Molly and I stand corrected, Gene.  It was originally conceived as a primitive only event but this has been changed by the officers and some of the members of SGTP to be an event with emphasis on primitive, but you can shoot traditional.  
Dan Spier


----------



## Barry Duggan (Mar 6, 2012)

Yeah Gene, you know primitive has more than one meaning. Just show up with no hat on, and you will appear primitive enough.

Since I qualify for the senior  discount, at Publix, on Wednesdays, I am good to go too.


----------



## dutchman (Mar 6, 2012)

Barry Duggan said:


> Yeah Gene, you know primitive has more than one meaning. Just show up with no hat on, and you will appear primitive enough.



I hear you...


----------



## RogerB (Mar 6, 2012)

What about me, I get Senior coffee at MackeyD's.  Does that mean I'm primitive?


----------



## Barry Duggan (Mar 6, 2012)

RogerB said:


> What about me, I get Senior coffee at MackeyD's.  Does that mean I'm primitive?



RogerB...come on down.


----------



## p paw barry (Mar 6, 2012)

jake you come on down my friend and we will shoot till the cows go home,,, i have even been trying to get a arrow on the string in the dark.......


----------



## Gordief (Mar 7, 2012)

anybody from the north-side car-poolin' ?

i'd like to attend this shin-dig.


----------



## Muddyfoots (Mar 7, 2012)

Gordief said:


> anybody from the north-side car-poolin' ?
> 
> i'd like to attend this shin-dig.



We'd love to have ya!


----------



## Knee Deep (Mar 7, 2012)

Thinking about me and my 2 little boys going.
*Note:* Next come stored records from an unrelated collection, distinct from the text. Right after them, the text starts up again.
PR #254, opened 2021-04-29
Block concurrent network operations

avanigupta:
This PR implements thread synchronization to ensure that multiple threads do not make network calls simultaneously. 
We have two [critical sections](https://en.wikipedia.org/wiki/Critical_section) where network calls are made: 
- App startup
- Refresh
 
Access to the critical sections will be controlled using [System.Threading.Interlocked.Exchange](https://docs.microsoft.com/en-us/dotnet/api/system.threading.interlocked.exchange?view=net-5.0) atomic operation.

As a result, we no longer need to maintain semaphores in `AzureAppConfigurationProvider` or `KeyValueWatcher`.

What time yall get started? How many arrows do I need to have? Keep in mind when you answer this that I will probably miss a bunch.


----------



## Muddyfoots (Mar 7, 2012)

Knee Deep said:


> Thinking about me and my 2 little boys going. What time yall get started? How many arrows do I need to have? Keep in mind when you answer this that I will probably miss a bunch.



Try to get started around 8:00. Some of us are slow starters..

Missin' don't matter. There are plenty of trees around to catch 'em..


----------



## SELFBOW (Mar 7, 2012)

Barry Duggan said:


> Yeah Gene, you know primitive has more than one meaning. Just show up with no hat on, and you will appear primitive enough.


----------



## dutchman (Mar 8, 2012)

Muddyfoots said:


> Try to get started around 8:00. Some of us are slow starters..
> 
> Mudrow IS one of the slow starters...
> 
> ...



The arrows will rattle off of 'em and will eventually stick...somewhere.


----------



## Muddyfoots (Mar 8, 2012)

dutchman said:


> The arrows will rattle off of 'em and will eventually stick...somewhere.



I'm usually an 8:30'ish kinda fella..

Rattlin' arrows are good..


----------



## dutchman (Mar 8, 2012)

Muddyfoots said:


> I'm usually an 8:30'ish kinda fella..
> 
> Rattlin' arrows are good..



The rattlin' helps a fella track em 'til they light...


----------



## Muddyfoots (Mar 8, 2012)

dutchman said:


> The rattlin' helps a fella track em 'til they light...



Hope you get to join us, soon..


----------



## 2wheelfoster (Mar 8, 2012)

Going to head down there around 6 Saturday. Looking forward to it!


----------



## Muddyfoots (Mar 8, 2012)

2wheelfoster said:


> Going to head down there around 6 Saturday. Looking forward to it!



Great!

I'll grab some of those tickets from ya.


----------



## 2wheelfoster (Mar 9, 2012)

Muddyfoots said:


> Great!
> 
> I'll grab some of those tickets from ya.



Great! Got everything in the truck and the address plugged into the GPS. I am picking up Robert Harper then heading down there. Looking forward to a great shoot!


----------



## dutchman (Mar 9, 2012)

Muddyfoots said:


> Hope you get to join us, soon..




Yep. I look forward to being able to get back down there.


----------



## Muddyfoots (Mar 9, 2012)

2wheelfoster said:


> Great! Got everything in the truck and the address plugged into the GPS. I am picking up Robert Harper then heading down there. Looking forward to a great shoot!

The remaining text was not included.